The line containing "private static final Logger" marks the start, and the last line of the records below marks the end. Print that run exactly and nothing else.
::::
PR #1354, opened 2022-09-27
DR-2763 Make sure that snapshots don't union too much

nmalfroy:
This limits the number of tables being unioned together but loading the rowids during the snapshotting process in chunks of 10 tables

### DIFF
--- a/src/main/java/bio/terra/service/tabulardata/google/bigquery/BigQuerySnapshotPdao.java
+++ b/src/main/java/bio/terra/service/tabulardata/google/bigquery/BigQuerySnapshotPdao.java
@@ -74,6 +74,7 @@ import org.stringtemplate.v4.ST;
 public class BigQuerySnapshotPdao {
   private static final Logger logger = LoggerFactory.getLogger(BigQuerySnapshotPdao.class);
 
+  private static final int TABLE_UNION_BATCH_SIZE = 10;
   private final String datarepoDnsName;
   private final BigQueryConfiguration bigQueryConfiguration;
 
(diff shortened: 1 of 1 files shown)


okotsopoulos (approved):
I think this looks good, but is there an opportunity to add test coverage to verify behavior?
::::
→ **EXPECTED ANSWER**
   private static final Logger logger = LoggerFactory.getLogger(BigQuerySnapshotPdao.class);
 
+  private static final int TABLE_UNION_BATCH_SIZE = 10;
   private final String datarepoDnsName;
   private final BigQueryConfiguration bigQueryConfiguration;
 
(diff shortened: 1 of 1 files shown)


okotsopoulos (approved):
I think this looks good, but is there an opportunity to add test coverage to verify behavior?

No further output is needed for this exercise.